# Congested Udder



## REKKgoats (Jan 22, 2012)

I have a Boer doe who kidded ~7 am Friday am with triplets... this am her udder is hard, but the milk is ok. I don' think it is mastitis coming on this quickly. We had a case 4 yrs ago and helped a neighbor last yr with it and this is nothing like that. 

I found "congested udder" online. In an old chat, they were talking about using warm compresses and tea tree oil, but it doesn't really say HOW to apply compresses or dilution of the oil. I improvised by soaking hand towels in (1 QT) hot water with 10 drops of tea tree oil my neighbor happened to have. I then put a towel on her udder and massaged. The doe did seem to like the warm towels, I thought I felt some softening, and I did get some milk out. The kids didn't like/know the smell of the udder and did not help me . They did suckle later. 
I plan to rub her again tonight and 2-3-4 times tomorrow depending on other farm demands. She is eating, drinking water, urinating and mothering, but I am afraid the milk production may be stunted, which I can't afford since she has 3 kids.

Can you give me insight to this condition...more suggestions for alleviating her discomfort?

Thank you so much,

Eileen


----------



## hsmomof4 (Oct 31, 2008)

Peppermint oil is good, too, and I've seen an udder balm at feed stores that has peppermint in it, so it's already diluted for you. Here's a link to what I've seen: http://www.shanestack.com/shop/index.php?page=shop-flypage-48813 You will want to massage and milk as frequently as you can, but you will need to bottle the kids if it's too hard for them to nurse or they are unwilling because of the smell.

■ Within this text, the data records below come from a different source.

PR #10386, opened 2026-05-15
Introduce a field to know when a resource was last seen before being orphaned

### LINKED ISSUE #9663: Introduce a field in the RPS table to know the model version when a resource was last seen.

jptrindade:
# Description

  Replace ResourcePersistentState.is_orphan with orphaned_after.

Has she been tested for CAE?


----------



## SALTCREEK_Nubians_Linda (Nov 13, 2007)

I have heard that the pepermint preparations help some. I have some congestion in the new freshening does and I think that the massage does as much as anything to help. I will milk her 3 times a day even, if it helps. I bet your girl is a good producer of milk. I would massage her udder several times a day and let the kids onto her to nurse during or immediately after the massage so they can drain the udder if she will let down for you. It make take them being present to make her let down if she's nursing her kids. When she has let down I would massage and let the kids nurse. If I were milking her I would massage, milk, massage, milk, massage, milk for a good 20 minutes, if her udder is really large. Be gentle, but not too gentle. Really massage it.


----------



## lonestrchic23 (Jan 7, 2011)

When I had this problem last year I did hot compresses as often as I could. I nuked wet towels in the microwave until REALLY hot. Put several in small cooler & held it on the udder while I massaged. When the towel cooled, I got a fresh warm one from the cooler.

Gave vitamin C tablets & raspberry leaf capsules from the health food store & by the morning of day 3, all congestion was gone.


----------



## REKKgoats (Jan 22, 2012)

Thanks everyone! feeling a little better about things. Just got in from the barn. did hot towel massage (I also had several hot wet towels in a lunch cooler) and two of the kids were right there trying to nurse...they went right to it, so they must've gotten used to the smell. I think I have some of the peppermint udder cream.. i will find in the morning...she kind of has a hairy udder though, not sure how the cream make work... these Boers are so different from the Saanens i had as a kid! I will also try the Vitamin C. after the rub and the kids going after her i did supplement the kids. I have one stubborn one who wont take the bottle... she may be the one nursing most often though; I will watch her closely.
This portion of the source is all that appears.